■ Prompt: Transcribe every line of the entries exactly.

■ Data provided:
PR #1336, opened 2020-09-16
497: Migrate to node v12.18.3

kael89:
### Issue #:
Implements https://github.com/beyondessential/tupaia-backlog/issues/497 🎉 

But... There is a small problem... A local dev build of `meditrak-app` **does not** work in Windows 10 using the native OS API. It **does** work in MacOS. This is a [documented compatibility issue](https://github.com/expo/expo-cli/issues/1074) that `metro-config` has with Node `^12.10`. Here are some possible solutions, in my order of preference (✔ means I have confirmed it works)

1. Use WLS in Windows 10 (this is just my theory, haven't read this anywhere)
2. If `NODE.ENV === 'DEV'`,  use a (`postinstall`?) script in `meditrak-app` to apply the following solution: https://stackoverflow.com/questions/58120990/how-to-resolve-the-error-on-react-native-start/58199866#58199866 (✔ - have done it manually though)
3. Use Node version `12.9` instead of `12.18.3` 😞 ✔
4. Do not update node to version 12 at this stage. Thanks to babel + corejs-3, we can still use the modern ES syntax ✔
5. Update metro-config to `^0.56.4` => must update `react-native` to `^0.60`

I tried **5** for a bit and it seems a big pain, since react-native 0.60 introduces a lot of breaking changes. We should probably do this at some stage though!


packages/meditrak-app/app/database/types/User.js
```diff
@@ -7,9 +7,13 @@ import { Object as RealmObject } from 'realm';
...
-  constructor(...args) {
-    super(...args);
-    this.accessPolicy = new AccessPolicy(this.accessPolicyData);
+  accessPolicySingleton = null;
+
+  get accessPolicy() {
+    if (!this.accessPolicySingleton) {
+      this.accessPolicySingleton = new AccessPolicy(this.accessPolicyData);
+    }
+    return this.accessPolicySingleton;
```
kael89, line 16: Most of the changes in this PR are already reviewed in https://github.com/beyondessential/tupaia/pull/1274. It just occurred to me that I could have placed reviewed and non-reviewed changes in different commits 🤔

To assist the reviewer, I will point out which parts are new - so this is **1/3**

packages/meditrak-app/package.json
```diff
@@ -71,7 +71,9 @@
     "bump-patch": "npm-bump patch; ios/version-sync.sh",
     "bump-minor": "npm-bump minor; ios/version-sync.sh",
     "bugsnag-sourcemaps-upload": "scripts/uploadSourcemaps.sh",
-    "start-dev": "react-native run-android"
+    "start-dev": "react-native run-android",
+    "log:android": "react-native log-android",
+    "log:ios": "react-native log-ios"
```
kael89, line 76: New change 2/3 (just added those scripts)

packages/meditrak-app/package.json
```diff
@@ -110,7 +112,7 @@
     "react-navigation": "^1.5.8",
     "react-navigation-redux-helpers": "^1.0.3",
     "react-redux": "^5.0.7",
-    "realm": "^2.29.1",
+    "realm": "^6.1.1",
```
kael89, line 115: New change 3/3 - used `6.1.1` instead of the reviewed `6.1.0`

edmofro:
My favourite solution is your least favourite - updating react native seems the "right" way to go, even if it is a lot of work

edmofro (approved):
Three new changes all approved

edmofro:
So to move forward:
- Add a postinstall script to apply that fix
- Add a new card for updating react-native, and removing the postinstall script

kael89:
> My favourite solution is your least favourite - updating react native seems the "right" way to go, even if it is a lot of work

I agree with you! I should rephrase this to: "my favourite solution for now"

kael89:
Created [1289: Update react-native to the latest version](https://github.com/beyondessential/tupaia-backlog/issues/1289)

kael89:
@edmofro I have created an APK locally using Node 12, and @BinduMadhaviTammireddy did a quick smoke test in the app - all looks good. I am not familiar with the actual app deployment process though - is there something else we'd need to change/test regarding this update, to make sure that the production build of the app will work?

Another pending task before merging this to `dev` is figuring out a solution for building a local `meditrak-app` app in Windows 10 - @Alastair-L is currently investigating if it works in WSL

edmofro:
@kael89 another pending task is to ensure the iOS build also still works. There are three phases, though I'm happy if we only do the first two as the third is quite tricky (and from experience, if the first two pass, the third will also):
- Run the app in iOS simulator in dev mode, smoke test on your computer
- "Archive" (build) the app for deployment on the app store (though don't actually deploy) - this process is generally tricky, and where I expect us to meet issues!
- Test a production version on a phone through TestFlight (a fair bit of admin to do this - not totally necessary)

edmofro:
In terms of the apk deployment process though - you've done all that's required 🎉

Alastair-L:
Can confirm that I am able to build a debug version and see the output logs: 
image

Alastair-L:
Also able to build release:
image

https://drive.google.com/file/d/1rviCcLDsugCxhIOuRpv484X9Livxe-rk/view?usp=sharing

kael89:
Thanks amazing, thanks heaps @Alastair-L !! 🎉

■ Answer space:
PR #1336, opened 2020-09-16
497: Migrate to node v12.18.3

kael89:
### Issue #:
Implements https://github.com/beyondessential/tupaia-backlog/issues/497 🎉 

But... There is a small problem... A local dev build of `meditrak-app` **does not** work in Windows 10 using the native OS API. It **does** work in MacOS. This is a [documented compatibility issue](https://github.com/expo/expo-cli/issues/1074) that `metro-config` has with Node `^12.10`. Here are some possible solutions, in my order of preference (✔ means I have confirmed it works)

1. Use WLS in Windows 10 (this is just my theory, haven't read this anywhere)
2. If `NODE.ENV === 'DEV'`,  use a (`postinstall`?) script in `meditrak-app` to apply the following solution: https://stackoverflow.com/questions/58120990/how-to-resolve-the-error-on-react-native-start/58199866#58199866 (✔ - have done it manually though)
3. Use Node version `12.9` instead of `12.18.3` 😞 ✔
4. Do not update node to version 12 at this stage. Thanks to babel + corejs-3, we can still use the modern ES syntax ✔
5. Update metro-config to `^0.56.4` => must update `react-native` to `^0.60`

I tried **5** for a bit and it seems a big pain, since react-native 0.60 introduces a lot of breaking changes. We should probably do this at some stage though!


packages/meditrak-app/app/database/types/User.js
```diff
@@ -7,9 +7,13 @@ import { Object as RealmObject } from 'realm';
...
-  constructor(...args) {
-    super(...args);
-    this.accessPolicy = new AccessPolicy(this.accessPolicyData);
+  accessPolicySingleton = null;
+
+  get accessPolicy() {
+    if (!this.accessPolicySingleton) {
+      this.accessPolicySingleton = new AccessPolicy(this.accessPolicyData);
+    }
+    return this.accessPolicySingleton;
```
kael89, line 16: Most of the changes in this PR are already reviewed in https://github.com/beyondessential/tupaia/pull/1274. It just occurred to me that I could have placed reviewed and non-reviewed changes in different commits 🤔

To assist the reviewer, I will point out which parts are new - so this is **1/3**

packages/meditrak-app/package.json
```diff
@@ -71,7 +71,9 @@
     "bump-patch": "npm-bump patch; ios/version-sync.sh",
     "bump-minor": "npm-bump minor; ios/version-sync.sh",
     "bugsnag-sourcemaps-upload": "scripts/uploadSourcemaps.sh",
-    "start-dev": "react-native run-android"
+    "start-dev": "react-native run-android",
+    "log:android": "react-native log-android",
+    "log:ios": "react-native log-ios"
```
kael89, line 76: New change 2/3 (just added those scripts)

packages/meditrak-app/package.json
```diff
@@ -110,7 +112,7 @@
     "react-navigation": "^1.5.8",
     "react-navigation-redux-helpers": "^1.0.3",
     "react-redux": "^5.0.7",
-    "realm": "^2.29.1",
+    "realm": "^6.1.1",
```
kael89, line 115: New change 3/3 - used `6.1.1` instead of the reviewed `6.1.0`

edmofro:
My favourite solution is your least favourite - updating react native seems the "right" way to go, even if it is a lot of work

edmofro (approved):
Three new changes all approved

edmofro:
So to move forward:
- Add a postinstall script to apply that fix
- Add a new card for updating react-native, and removing the postinstall script

kael89:
> My favourite solution is your least favourite - updating react native seems the "right" way to go, even if it is a lot of work

I agree with you! I should rephrase this to: "my favourite solution for now"

kael89:
Created [1289: Update react-native to the latest version](https://github.com/beyondessential/tupaia-backlog/issues/1289)

kael89:
@edmofro I have created an APK locally using Node 12, and @BinduMadhaviTammireddy did a quick smoke test in the app - all looks good. I am not familiar with the actual app deployment process though - is there something else we'd need to change/test regarding this update, to make sure that the production build of the app will work?

Another pending task before merging this to `dev` is figuring out a solution for building a local `meditrak-app` app in Windows 10 - @Alastair-L is currently investigating if it works in WSL

edmofro:
@kael89 another pending task is to ensure the iOS build also still works. There are three phases, though I'm happy if we only do the first two as the third is quite tricky (and from experience, if the first two pass, the third will also):
- Run the app in iOS simulator in dev mode, smoke test on your computer
- "Archive" (build) the app for deployment on the app store (though don't actually deploy) - this process is generally tricky, and where I expect us to meet issues!
- Test a production version on a phone through TestFlight (a fair bit of admin to do this - not totally necessary)

edmofro:
In terms of the apk deployment process though - you've done all that's required 🎉

Alastair-L:
Can confirm that I am able to build a debug version and see the output logs: 
image

Alastair-L:
Also able to build release:
image

https://drive.google.com/file/d/1rviCcLDsugCxhIOuRpv484X9Livxe-rk/view?usp=sharing

kael89:
Thanks amazing, thanks heaps @Alastair-L !! 🎉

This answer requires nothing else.